The market's responding to new fears that China and the United States could now be headed for an escalated trade war. The president tweeting over the weekend, threatening to hike a 10 percent tariff on $200 billion worth of Chinese goods, way up to 25 percent as soon as this Friday. President Trump hitting the issue again today tweeting, the United States has been losing for many years. Sorry, we're not going to be doing that anymore.

Now, the timing here is no coincidence. U.S. and Chinese negotiators are due to resume talks this week. Those talks still on the books, but it's now unclear if China's chief negotiator will attend.

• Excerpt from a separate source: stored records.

PR #1232, opened 2024-07-10
fix heif_dec no-colons option for windows

dnd29:
In Windows, file paths may contain colons, so replacing colons in file paths is not appropriate. Therefore, I propose modifying the code to only replace colons in auxType.

Proposed Changes
Modify the code to ensure that only colons in auxType are replaced, leaving file paths with colons intact.


farindk:
Thanks, makes sense.

PR #1236, opened 2024-07-10
Fix libbrotlidec pkg-config requires

kmilos:
See https://github.com/strukturag/libheif/commit/c0e4d242f157ed6386cf0bfcb85374cec80af837#r144071870


farindk:
Thanks

PR #1240, opened 2024-07-11
appveyor: Build multithreaded.

fancycode:


fancycode:
Doesn't make a difference as the machines in the `free` plan have one cpu:
https://github.com/appveyor/ci/issues/216#issuecomment-86497583 

But should be added anyway in case this changes in the future.

PR #1243, opened 2024-07-16
rename property raw data implementation to match header

bradh:
I saw link time failures with this function.

Looks like the rename only happened in the header.


farindk:
Right, thank you.

PR #867, opened 2019-04-12
Fixed issue with re-focusing PostTitle

marecar3:
Fixes: https://github.com/wordpress-mobile/gutenberg-mobile/issues/865

Gutenberg PR : https://github.com/WordPress/gutenberg/pull/14969

**Steps to reproduce :**

1. Open WPAndroid/WPiOS app
2. Create a New post
3. Change focus on the Paragraph block
4. Click on the Post TitleR

**Result** -> Post Title should be focused

- [ ] Update gutenberg reference when PR https://github.com/WordPress/gutenberg/pull/14969 is merged.

PR #893, opened 2019-04-19
Fix title not focusing

etoledom:
This PR updates the gutenberg ref to test: https://github.com/WordPress/gutenberg/pull/15069
It fixes an issue where the post title is not being focused when the user tap on it.

All the description and test steps can be found in the `gutenberg` side PR.

This is the same fix proposed as a hotfix v1.2.1, but targeting develop instead.
Refs:
https://github.com/wordpress-mobile/gutenberg-mobile/pull/867
https://github.com/WordPress/gutenberg/pull/14969


etoledom:
Thank you !

PR #896, opened 2019-04-19
CircleCI: Publish 'react-native-aztec' and 'react-native-gutenberg-bridge' to Bintray

jtreanor:
This is a proposal for replacing Jitpack builds of `react-native-gutenberg-bridge` with a CircleCI job that publishes artifacts to Bintray on each push.


hypest:
Thanks for this PR @jtreanor ! Good to see alternatives to our JitPack pipeline!

Haven't yet had the chance to dive into the code itself but I wonder, how do you envision using CircleCI for the artifact with other jobs depending on it? Will the "waitForJitPack" [trick](https://github.com/wordpress-mobile/WordPress-Android/blob/develop/libs/editor/WordPressEditor/build.gradle#L79) work with Bintray too? Will we need to find another way to coordinate the builds of the different repos?

jtreanor:
@hypest It would be possible to do write a similar script to make Gradle wait for Bintray artifacts.

It is worth considering whether we would need it though. With CircleCI managing the artifacts, it is less of a black box so maybe it is fine to just wait for the build to complete before using the new version.

hypest:
👋 @jtreanor , one of the JitPack based flows that we use currently is to try any branch or commit (think: when git bisecting) of gutenberg-mobile against the main WPAndroid's develop. Do you think there's something we can use from CircleCI/Bintray to replicate that flexibility?

> With CircleCI managing the artifacts, it is less of a black box so maybe it is fine to just wait for the build to complete before using the new version

Hmm, I think that manually having to wait (checking CircleCI status on a browser's tab) is not a gradle/cli friendly flow and will degrade the development experience: Just issuing `./gradlew assembleVanillaRelease` for any combination of wpandroid+submodule and knowing that it will drive on its own (trigger and wait for artifacts) while you switch to another task is quite satisfying and productive and I'd like to work on preserving to be honest.

So, if we can replicate that self-driving on CircleCI it would be really cool :)

jtreanor:
> Do you think there's something we can use from CircleCI/Bintray to replicate that flexibility?

Here is the key difference between Jitpack and a CircleCI/Bintray solution:

- Jitpack builds are created on demand (i.e. the first time Gradle tries to find that build). This means any git ref works because if it doesn't exist already, it will be built.
- With a CircleCI/Bintray solution as in this PR builds and created on push or tag. We could absolutely build for every single commit or tag but I'm not sure if that would be a good idea (the bintray repo would balloon in size).

Can explain a little more about the workflow in question? Why are binary artifacts required for arbitray refs?

> So, if we can replicate that self-driving on CircleCI it would be really cool :)

We totally can reimplement the `waitForJitpack` functionality to work with this. There should be less waiting to do however since the builds happen on push rather than when the gradle command is run.

hypest:
> but I'm not sure if that would be a good idea (the bintray repo would balloon in size)

I agree, if it means keeping all those binaries on Bintray then it doesn't sound like a good idea.

> Can explain a little more about the workflow in question? Why are binary artifacts required for arbitray refs?

Being able to build with arbitrary refs helps when trying out branches that might not have a PR with them on the WPAndroid repo, which is the usual situation in our current flow where we only open WPAndroid ones when it's clear that a feature/fix should be tested on WPAndroid directly. It's also useful when debugging to find which commit introduced a regression in gutenberg-mobile. The binary pipeline, in particular, is needed to more properly assess the performance of the editor.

So the question here is, why, in the sense that if you're the president, you've been saying for weeks you think you're on track to a deal, and now you're kind of blowing it up a little bit, why?

HABERMAN: Like the key in the tweets from the weekend where he said something about renegotiate the terms in one of those tweets, and he was referring to China. My understanding from people in the administration is that he has been led to believe, either by Bob Lighthizer or by others, that China was balking on certain things that they had agreed to as they were heading into this meeting. And it is not a surprise that the president, knowing his MO, that he's looking to sort of pull this back and not allow somebody to claim that they had a victory over him. There is obviously a possibly short-term, maybe longer than that, problem in terms of the stock market. You're seating markets react. We don't know how long it will go.

What I think the president has come to see is that he has been warned repeatedly that the market will tumble when you do tariffs, when you do x y, z, and it does, and then it comes back. And so I think that he believes he's going to weather this and see what happens. I don't know whether there's some long term strategy here. I don't think that there is. I think that this caught a lot of people by surprise. But for those who have been attached to these trade discussions, it's not much of a surprise.

RAJU: Yes, it's --

KING: And to that point -- I just want to jump in at the choice. This is the -- is the glass half full or is the glass half empty moment for the president, who has long believed, way before he got into politics, that China's been cheating, raping is the word he uses, the United States for 20 plus years. And so the question is, if you're the Trump political team, heading into re-election, you see 3.6 percent unemployment, you see the economy growing at 3.2 percent. You see 103 consecutive months of job growth. You're saying, Mr. President, don't mess when this trophy. That is a beautiful trophy.

If you are Peter Navarro, or Robert Lighthizer, those who, like the president, think you've got to go big and don't sign a deal unless you get the intellectual property business done and other -- other -- the bigger structural issues with China done, don't just got more soybean exports, don't just let U.S. cars go into China, you've got to go big. You say, Mr. President, the economy's strong enough to take the hit, to your point, that we can take the hit.

The question is, if you're taking a hit heading into the re-election season, that would be a -- it's a bold risk for the president if you're willing to play that long.

VISER: And which way -- the long-term game, I think, is that it will rebound. And China being such an important part of his political message in 2016 and will again be in 2020, if he gets, you know, sort of a bad deal, or a deal that he can't sell. So I think that's what he's -- he's aiming at right now.

But the politics on this are all scrambled where Chuck Schumer is cheering him on and, you know, soybean futures are down in a major way that's giving, you know, Chuck Grassley and Joanie Ernst in Iowa, you know, problems, you know. So I -- where this heads in the short term is really hard to predict.

[12:29:39] RAJU: Yes, but to Maggie's point too earlier, that he's been warned repeatedly that mantel, that economic mantle you showed there, is going to be wiped out by whether it's the escalating tariff war, whether it's about shutting down the government for the longest period in American history, and it has not happened to what everybody's warned him about, and now we're seeing very low unemployment, the GDP numbers very positive. So if he believes that he can sustain a short-term fight and that could lead to markets tumbling for a short term.